Minion and Lucene: Finding Variants
By searchguy on May 03, 2008
The idea was that removing the suffixes on a word would save space (since you need to store fewer terms in the dictionary and store fewer postings), and it would allow the users to type in any variant of a particular term. The engine would stem the query terms before looking them up in the dictionary, resulting in the engine returning the documents for all variants of the term.
The problem with this approach is that it makes it impossible to search for a variant in exactly the way specified by the user. So, for example, you couldn't search for the surname woods without also getting hits for the singular wood.
By default, both Minion and Lucene store the word forms encountered in the documents in the index, rather than storing (for example) stemmed forms. The difference between the engines is that Minion provides for searching across term variants at query time. By default, Minion
searches for all known morphological variations of the query terms. We generate the variations using a lightweight morphological framework that uses a set of rules similar to the set used by stemmers. The interesting thing about this is that the lightweight morphology is generative, so that given a term we can produce a set of terms that we should try to lookup in the dictionary.
The lightweight morphology tends to overgenerate, but it overgenerates in a lot of the same ways that people tend to. The good thing is that if it generates something that's not really an English word (e.g., I've seen it generate happiless from happiness) then the dictionary lookup will fail and it won't impact the query results.

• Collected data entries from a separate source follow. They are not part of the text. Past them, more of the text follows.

PR #265, opened 2016-09-20
update form styles

biyeun:


benrudolph:
this should now be in the commcarehq: https://github.com/dimagi/commcare-hq/blob/master/corehq/apps/cloudcare/templates/form_entry/templates.html

benrudolph:
surprised it was working (was a fairly recent change though). going to delete these ones once i'm confident nothing is requesting them

PR #108, opened 2022-03-26
docs: Improved error message for schema validation failure for unsupported field type

JigarJoshi:


value/value.go
```diff
@@ -124,7 +124,7 @@ func NewValueUsingSchema(field *schema.Field, input *structpb.Value) (Value, err
 		return nil, status.Errorf(codes.InvalidArgument, "permissible type for '%s' is string only", field.FieldName)
 	}
 
-	return nil, status.Errorf(codes.InvalidArgument, "unsupported type '%T'", input.Kind)
+	return nil, status.Errorf(codes.InvalidArgument, "unsupported type for field name '%s'", field.Name())
```
efirs, line 127: Can it be `type %T for field name %s` ?
Meaning include both type and name.

efirs (approved):

value/value.go
JigarJoshi: discussed it offline and decided to go ahead with this message.

PR #111, opened 2022-03-27
Add go report card

efirs:


ovaistariq (approved):

query/filter/logical.go
```diff
@@ -67,7 +67,6 @@ func (a *AndFilter) Type() LogicalOP {
 	return AndOP
 }
 
-
 // Matches returns true if the input doc matches this filter.
```
himank, line 70: nit: do we need to remove line here?

himank (approved):

query/filter/logical.go
efirs: yes, this fixes gofmt.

We currently have lightweight morphological analyzers for English, Spanish, and German (and one for French that we haven't integrated yet!)

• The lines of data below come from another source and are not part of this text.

PR #149, opened 2022-03-30
feat: tenant class to manage the namespaces, databases and collections

himank:
To support default or custom namespace. Have a database class to manage multiple collections.

Once we land this, the next part is to integrate this with the API layer.

### DIFF
--- a/server/metadata/encoding/dictionary.go
+++ b/server/metadata/encoding/dictionary.go
@@ -79,8 +79,8 @@ const (
 
 // subspaces
 const (
-	reservedSubspaceKey = "reserved"
-	encodingSubspaceKey = "encoding"
+	ReservedSubspaceKey = "reserved"
+	EncodingSubspaceKey = "encoding"
 )
 
 var (
@@ -95,17 +95,23 @@ var (
 type reservedSubspace struct {
 	sync.RWMutex
 
-	allocated map[uint32]string
+	allocated     map[uint32]string
+	namespaceToId map[string]uint32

This behavior can be modified with the use of the
EXACT query operator. Additionally, Minion provides a language-independent stemmer that can be selected at query time using the
By default, Lucene only searches for the form provided in the query, so, for example, a query for dog will exclude documents that only include the plural form dogs. Lucene can be configured to stem the terms as they are added to the index and then stem the query terms, but this leads to the problem described above.
A solution to this is to use the lightweight morphological analyzer to generate the variants and then modify a query to look for any of the variants. In fact, we did this in some of our evaluations of Lucene.